▶ **Assignment**
Your answer should be the lines below from the one with "This adds a" to the one with "The controller also", both included, given again exactly and with nothing added.

▶ **Supplied entries**
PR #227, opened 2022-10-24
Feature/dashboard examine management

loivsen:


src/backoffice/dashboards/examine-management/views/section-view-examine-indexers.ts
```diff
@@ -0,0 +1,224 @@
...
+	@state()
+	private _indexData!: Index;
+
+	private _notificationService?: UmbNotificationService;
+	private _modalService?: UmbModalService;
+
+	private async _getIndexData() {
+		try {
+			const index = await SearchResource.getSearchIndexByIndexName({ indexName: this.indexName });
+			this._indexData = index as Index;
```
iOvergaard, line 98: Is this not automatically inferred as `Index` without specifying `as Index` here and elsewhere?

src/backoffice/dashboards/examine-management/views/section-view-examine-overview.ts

...

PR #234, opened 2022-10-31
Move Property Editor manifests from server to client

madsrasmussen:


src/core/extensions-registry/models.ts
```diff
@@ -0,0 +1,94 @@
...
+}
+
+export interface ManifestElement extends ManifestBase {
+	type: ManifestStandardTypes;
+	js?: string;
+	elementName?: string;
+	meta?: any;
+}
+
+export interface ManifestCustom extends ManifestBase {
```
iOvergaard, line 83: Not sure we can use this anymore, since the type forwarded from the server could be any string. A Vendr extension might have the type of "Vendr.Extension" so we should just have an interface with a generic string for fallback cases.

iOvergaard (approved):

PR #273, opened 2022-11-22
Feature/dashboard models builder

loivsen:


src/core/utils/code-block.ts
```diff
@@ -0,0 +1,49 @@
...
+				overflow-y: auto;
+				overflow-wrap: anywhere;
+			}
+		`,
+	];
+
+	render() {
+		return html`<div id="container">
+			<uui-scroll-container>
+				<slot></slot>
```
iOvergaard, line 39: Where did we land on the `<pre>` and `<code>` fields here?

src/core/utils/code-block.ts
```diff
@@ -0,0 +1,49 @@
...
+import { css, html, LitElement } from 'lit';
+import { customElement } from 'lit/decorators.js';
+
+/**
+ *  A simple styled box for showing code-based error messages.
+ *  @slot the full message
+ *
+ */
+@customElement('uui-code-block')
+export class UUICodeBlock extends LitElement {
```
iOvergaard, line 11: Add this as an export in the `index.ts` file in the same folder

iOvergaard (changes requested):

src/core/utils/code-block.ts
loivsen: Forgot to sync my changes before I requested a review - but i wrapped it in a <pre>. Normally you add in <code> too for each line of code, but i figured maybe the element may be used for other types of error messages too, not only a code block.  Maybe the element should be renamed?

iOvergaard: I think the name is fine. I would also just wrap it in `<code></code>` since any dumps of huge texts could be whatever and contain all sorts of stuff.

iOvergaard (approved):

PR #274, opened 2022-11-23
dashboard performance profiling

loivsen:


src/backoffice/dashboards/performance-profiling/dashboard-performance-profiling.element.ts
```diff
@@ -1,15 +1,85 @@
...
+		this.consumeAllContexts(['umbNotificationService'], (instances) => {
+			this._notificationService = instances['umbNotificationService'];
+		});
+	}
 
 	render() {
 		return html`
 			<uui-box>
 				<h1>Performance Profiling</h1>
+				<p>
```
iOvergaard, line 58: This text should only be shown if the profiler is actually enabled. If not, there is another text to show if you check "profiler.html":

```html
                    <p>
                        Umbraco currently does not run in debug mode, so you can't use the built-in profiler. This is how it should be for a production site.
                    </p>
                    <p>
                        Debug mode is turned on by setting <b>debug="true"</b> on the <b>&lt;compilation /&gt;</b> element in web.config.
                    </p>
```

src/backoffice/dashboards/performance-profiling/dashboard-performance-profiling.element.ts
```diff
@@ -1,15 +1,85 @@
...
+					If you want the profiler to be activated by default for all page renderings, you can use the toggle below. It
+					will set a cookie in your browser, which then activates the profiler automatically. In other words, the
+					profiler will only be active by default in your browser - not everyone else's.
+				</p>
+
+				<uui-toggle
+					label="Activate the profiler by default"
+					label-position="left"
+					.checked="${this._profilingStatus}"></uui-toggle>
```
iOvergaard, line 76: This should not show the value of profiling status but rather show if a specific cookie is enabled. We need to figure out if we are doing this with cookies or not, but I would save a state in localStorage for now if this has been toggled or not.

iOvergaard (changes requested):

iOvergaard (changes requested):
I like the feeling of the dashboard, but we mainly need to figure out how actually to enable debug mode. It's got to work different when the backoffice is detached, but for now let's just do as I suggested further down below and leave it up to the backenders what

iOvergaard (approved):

---

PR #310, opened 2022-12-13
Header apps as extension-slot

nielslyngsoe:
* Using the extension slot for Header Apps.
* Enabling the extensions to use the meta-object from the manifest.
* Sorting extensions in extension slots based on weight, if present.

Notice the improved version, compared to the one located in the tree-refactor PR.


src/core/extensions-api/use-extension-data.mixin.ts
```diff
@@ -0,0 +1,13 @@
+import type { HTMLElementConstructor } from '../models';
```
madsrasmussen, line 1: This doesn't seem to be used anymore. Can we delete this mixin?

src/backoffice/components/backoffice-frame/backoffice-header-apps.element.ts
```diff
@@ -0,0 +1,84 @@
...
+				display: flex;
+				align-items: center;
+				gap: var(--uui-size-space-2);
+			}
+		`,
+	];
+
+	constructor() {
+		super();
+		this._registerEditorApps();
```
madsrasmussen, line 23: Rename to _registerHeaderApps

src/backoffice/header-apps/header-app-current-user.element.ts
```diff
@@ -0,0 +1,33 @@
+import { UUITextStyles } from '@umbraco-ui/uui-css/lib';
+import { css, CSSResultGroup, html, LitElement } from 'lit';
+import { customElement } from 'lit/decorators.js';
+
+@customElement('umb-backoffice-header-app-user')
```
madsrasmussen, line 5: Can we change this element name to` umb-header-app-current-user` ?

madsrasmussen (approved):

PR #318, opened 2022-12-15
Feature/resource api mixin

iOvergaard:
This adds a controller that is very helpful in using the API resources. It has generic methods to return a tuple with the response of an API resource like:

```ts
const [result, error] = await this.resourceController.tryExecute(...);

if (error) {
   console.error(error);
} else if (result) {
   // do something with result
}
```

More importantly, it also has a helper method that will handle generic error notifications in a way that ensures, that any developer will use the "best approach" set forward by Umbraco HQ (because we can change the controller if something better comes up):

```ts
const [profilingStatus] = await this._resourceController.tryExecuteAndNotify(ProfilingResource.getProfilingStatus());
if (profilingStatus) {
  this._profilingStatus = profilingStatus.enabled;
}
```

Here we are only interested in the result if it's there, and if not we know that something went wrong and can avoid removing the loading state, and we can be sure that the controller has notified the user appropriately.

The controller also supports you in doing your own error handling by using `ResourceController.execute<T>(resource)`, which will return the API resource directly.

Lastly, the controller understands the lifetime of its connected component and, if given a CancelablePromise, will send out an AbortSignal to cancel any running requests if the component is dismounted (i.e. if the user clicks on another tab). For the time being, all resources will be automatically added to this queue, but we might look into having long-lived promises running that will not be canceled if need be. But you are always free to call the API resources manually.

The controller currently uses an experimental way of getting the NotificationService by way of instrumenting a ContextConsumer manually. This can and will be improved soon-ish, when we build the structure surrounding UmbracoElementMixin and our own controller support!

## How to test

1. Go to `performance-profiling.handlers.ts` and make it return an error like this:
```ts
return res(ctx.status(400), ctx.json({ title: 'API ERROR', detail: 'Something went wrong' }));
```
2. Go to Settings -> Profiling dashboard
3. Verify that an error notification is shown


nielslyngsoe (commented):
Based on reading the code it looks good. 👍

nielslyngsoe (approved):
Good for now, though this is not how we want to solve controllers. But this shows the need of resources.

▶ **Exercise solution**
This adds a controller that is very helpful in using the API resources. It has generic methods to return a tuple with the response of an API resource like:

```ts
const [result, error] = await this.resourceController.tryExecute(...);

if (error) {
   console.error(error);
} else if (result) {
   // do something with result
}
```

More importantly, it also has a helper method that will handle generic error notifications in a way that ensures, that any developer will use the "best approach" set forward by Umbraco HQ (because we can change the controller if something better comes up):

```ts
const [profilingStatus] = await this._resourceController.tryExecuteAndNotify(ProfilingResource.getProfilingStatus());
if (profilingStatus) {
  this._profilingStatus = profilingStatus.enabled;
}
```

Here we are only interested in the result if it's there, and if not we know that something went wrong and can avoid removing the loading state, and we can be sure that the controller has notified the user appropriately.

The controller also supports you in doing your own error handling by using `ResourceController.execute<T>(resource)`, which will return the API resource directly.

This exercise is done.